An important element in Kim Dae Jung’s policy was the separation of politics from economics, which in practice meant permitting ROK businessmen to pursue deals with the North, even though there was little or no progress on intergovernmental relations. This proved to be a key in preparing the way to broader contacts.
North Korea, meanwhile, continued to suffer devastating problems. As a result of failed policies, its economy continued to shrink in 1997 for the eighth consecutive year since the collapse of its alliance with the Soviet Union. An International Monetary Fund mission that visited Pyongyang in September 1997 issued a confidential report, on the basis of data largely provided by DPRK officials, that the economy had suffered “a severe contraction,” with total national output in 1996 only half of what it had been five years earlier. Industrial output had fallen by two-thirds, according to the report, and food production by 40 percent.

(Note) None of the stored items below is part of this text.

PR #530, opened 2015-05-29
Consensus Testing

DavidVorick:
This PR started with me trying to find the source of a deadlock, and then discovering a panic that happens when trying to build the storage proof.

After about 40 minutes of searching I was unable to locate the bug, but it's pretty serious (consensus is returning a block that doesn't actually exist?). Instead of spending more time on that, I decided to just go ahead with 100% testing the consensus package. So this PR contains the first bit of that.

There shouldn't be any regressions in this PR, the problems that I failed to fix already exist.

Consensus testing is only partially complete. This does fix the 'future block' issue that's been high priority for an unfortunate number of months. I reorganized a handful of things to hopefully locking complexity.

I'm noticing that we still create a massive number of goroutines. It's not high priority, but we should begin to think about ways to reduce this.


modules/consensus/accept.go
```diff
@@ -82,51 +47,65 @@ func (s *State) validHeader(b types.Block) (err error) {
...
 
-	if newNode.heavierThan(s.currentBlockNode()) {
-		err = s.forkBlockchain(newNode)
+	if newNode.heavierThan(cs.currentBlockNode()) {
+		revertedNodes, appliedNodes, err = cs.forkBlockchain(newNode)
 		if err != nil {
-			return
+			return nil, nil, err
 		}
+		return revertedNodes, appliedNodes, nil
```
lukechampine: I'd prefer `return cs.forkBlockchain(newNode)`, or even
```go
revertedNodes, appliedNodes, err = cs.forkBlockchain(newNode)
return
```
I suppose this conforms to error conventions though

modules/consensus/accept.go
```diff
@@ -135,16 +114,27 @@ func (s *State) acceptBlock(b types.Block) error {
...
+		cs.updateSubscribers(revertedNodes, appliedNodes)
+	}
+
+	// Sanity check, if applied nodes is len 0, revertedNodes should also be
+	// len 0.
+	if build.DEBUG {
+		if len(appliedNodes) == 0 && len(revertedNodes) != 0 {
+			panic("appliedNodes and revertedNodes are mismatched!")
+		}
+	}
```
lukechampine: we should add an `assert` function to the build package.
```go
func Assert(assertion bool, err interface{}) {
    if build.DEBUG && !assertion {
        panic(err)
    }
}
```

modules/wallet/update.go
```diff
@@ -55,47 +55,33 @@ func (w *Wallet) applyDiff(scod modules.SiacoinOutputDiff, dir modules.DiffDirec
...
 	for _, diff := range w.unconfirmedDiffs {
 		w.applyDiff(diff, modules.DiffApply)
 	}
 
+	// Update the wallet age and consensus height. Though they update together,
+	// the wallet age can be altered/reset, but the consensus height cannot.
+	w.age -= len(cc.RevertedBlocks)
+	w.consensusHeight -= types.BlockHeight(len(cc.RevertedBlocks))
+	w.age += len(cc.AppliedBlocks)
+	w.consensusHeight += types.BlockHeight(len(cc.RevertedBlocks))
```
lukechampine: should be `AppliedBlocks`?

types/block_test.go
```diff
@@ -65,6 +65,136 @@ func TestBlockID(t *testing.T) {
...
+
+	// Try a block with 2 payouts that are too large.
+	b = Block{
+		MinerPayouts: []SiacoinOutput{
+			SiacoinOutput{
+				Value: coinbase,
+			},
+			SiacoinOutput{
+				Value: coinbase,
+			},
```
lukechampine: fyi, in compound struct literals you can omit the type:
```go
MinerPayouts: []SiacoinOutput{
    {Value: coinbase},
    {Value: coinbase},
}
```

modules/consensus/accept.go
DavidVorick: I've become a big fan of explicitly declaring your intentions in your return statements. If you say `return nil` instead of `return err`, then you are explicitly saying "if we reach this code, err is supposed to be nil, and even if I forgot to reset it or something, I'm going to return nil".

I would imagine that it also helps reviewers understand what's supposed to be happening.

modules/consensus/accept.go
DavidVorick: that could clean things up a bit.

assertion := if ... && ... || ...
build.Assert(assertion, ErrAssertionFailed)

modules/consensus/accept.go
lukechampine: agreed. I just think it's needlessly verbose in this case. The meaning of `return cs.forkBlockchain(newNode)` is pretty clear.

modules/wallet/update.go
DavidVorick: yes. whoops

types/block_test.go
DavidVorick: oh. There's probably a few tests in the `types` package that could also be cleaned up.

modules/consensus/accept.go
DavidVorick: one downside to this is that the 'if' statement will always be evaluated

types/block_test.go
DavidVorick: I'll go through at somepoint and find everywhere that this happens. Probably makes more sense in a later PR though.

DavidVorick: I committed the changes to my next pr.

Estimates of starvation varied widely, but US Census Bureau estimates suggested that about 1 million North Koreans may have died as result of famine between 1994 and 1998. This “arduous march,” as it came to be called in the North, had long-term consequences for economic and social developments in the country and, most of all, the regime’s grip on the people.
Kim Jong Il, after the completion of a three-year mourning period for his father, was elected general secretary of the Workers Party in October 1997, placing him officially at the top of the political hierarchy he had headed since his father’s death. All signs, however, suggested that unlike his father, he was relying less on the party for control and governance than on the military from his posts as supreme military commander and chairman of the National Defense Commission.
F
OR MOST OF THE
half century since the creation of its regime, North Korea’s role on the world scene was that of menace to the peace. Its attack across the thirty-eighth parallel that started the Korean War, its massive and forward-deployed postwar military force, its practice of terrorism, and its bristling vocabulary of threats made it a pariah state to be dealt with disapprovingly and as little as possible by most of the nations of the world. Beginning with the death of Kim Il Sung and the evidence of its poverty and deprivation in the middle 1990s, North Korea was seen less as a threat and more as an economic basket case and the object of humanitarian assistance. As Kim Jong Il gathered confidence and came into his own, especially after his June 2000 summit meeting with Kim Dae Jung, North Korea and its leader began to be accepted for the first time in terms befitting a normal state. What had been shrouded in mystery began to be explored; what had been cause for either anxiety or pity began to be engaged diplomatically and examined at high levels by many of the world’s democratic governments.